# vapor pressure of one part of binary compound

Let's say we have a binary compound AB in an enclosed container, and let's say there's a tendency to form B-vacancies so that B atoms/molecules escape and form a vapor. Let's assume there's enough of AB that the pressure saturates before AB$$_{1-x}$$ decomposes too much. Would the vapor pressure of B be the same as for the pure element B?
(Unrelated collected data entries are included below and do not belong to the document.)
PR #246, opened 2018-08-16
datepicker: remove console.log statement from parseDate

thatchej:
### What You're Solving

This has been logging quite a bit in our tests and elsewhere. I'm assuming it's an oversight so submitting a quick PR -- if not let me know :)

### DIFF
--- a/packages/datepicker/src/js/index.js
+++ b/packages/datepicker/src/js/index.js
@@ -59,7 +59,6 @@ export const getMonthName = mm =>
 
 export const parseDate = value => {
   const [mm, dd, yyyy] = (value || '').split('/')
-  console.log('parseDate', mm, dd, yyyy)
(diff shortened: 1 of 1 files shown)


JustAboutJeff:
@thatchej what do you think about taking this one step further and including some protections for future developers and releases?

After looking around a bit I am seeing that `gulp` is used for the build and publish step. Because `debugger` and `console` statements can often be useful for developers while working prior to release, and because linting does not appear to be setup (perhaps because the precommit `prettier` hook is enough) we might solve this at the build stage [by including a tool like this](https://www.npmjs.com/package/gulp-strip-debug). And then within `gulpfile.js`:

```
.pipe(stripDebug())
```

Thoughts?

jaketrent:
@thatchej Thanks for noticing this and cleaning it up!

Issue #268, opened 2018-10-01
drawer: improve aria-labeling


bressain:
### Desired behavior

Move the collapsible button aria-label to the button element and allow for optional label text.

• Usually the formation of vacancies is not accompanied by vapor formation. Now, unless the AB compound is in equilibrium with solid B, then, no, the vapor pressure of B over AB will not be the same as B over B. Jan 10 '19 at 18:51
• @JonCuster - for quite a few oxides, for example, gaseous oxygen evolves when oxygen vacancies form, so I wouldn't say that simultaneous vapor and vacancy formation is a rare case Jan 10 '19 at 20:27
• @voffch - indeed, for oxides that is the case (and is exploited by various oxide sensors since the vacancy concentration affects the conductivity). I usually deal more with metal alloys, where losing constituents to the gas phase is not an issue. Your answer below can be applied to the more general case. Jan 10 '19 at 20:30

No. The equilibrium vapor (gas) pressure is defined by the corresponding equilibrium. When it's just the element $$\ce{B}$$ that evaporates, the equilibrium is $$\ce{B(liquid)<=>B(gas),}$$ and the thermodynamics of evaporation (or sublimation if $$\ce{B}$$ is solid), such as the Clausius–Clapeyron equation, gives you the equilibrium $$p-T$$ relationship.
When you have nonstoichiometric compound $$\ce{AB_{1-x}}$$ which loses $$\ce{B}$$, the process is quite different. Let's imagine purely hypothetical $$\ce{AB}$$, in the crystal structure of which neutrally charged $$\ce{B}$$ vacancies, $$\ce{V^x_B}$$, can be formed. Then, our hypothetical equilibrium between the gas phase and defects in solid can be written in Kröger–Vink notation as $$\ce{B^x_{B}<=>V^x_{B} + B_{gas}}.$$ In this case, until $$\ce{AB_{1-x}}$$ decomposes too much, the equilibrium constant $$K=\frac{p_B\cdot[\ce{V^x_{B}}]}{[\ce{B^x_{B}}]}$$ and its temperature dependence define the "partial pressure of $$\ce{B}$$ - temperature - composition" relationship for $$\ce{AB_{1-x}}$$.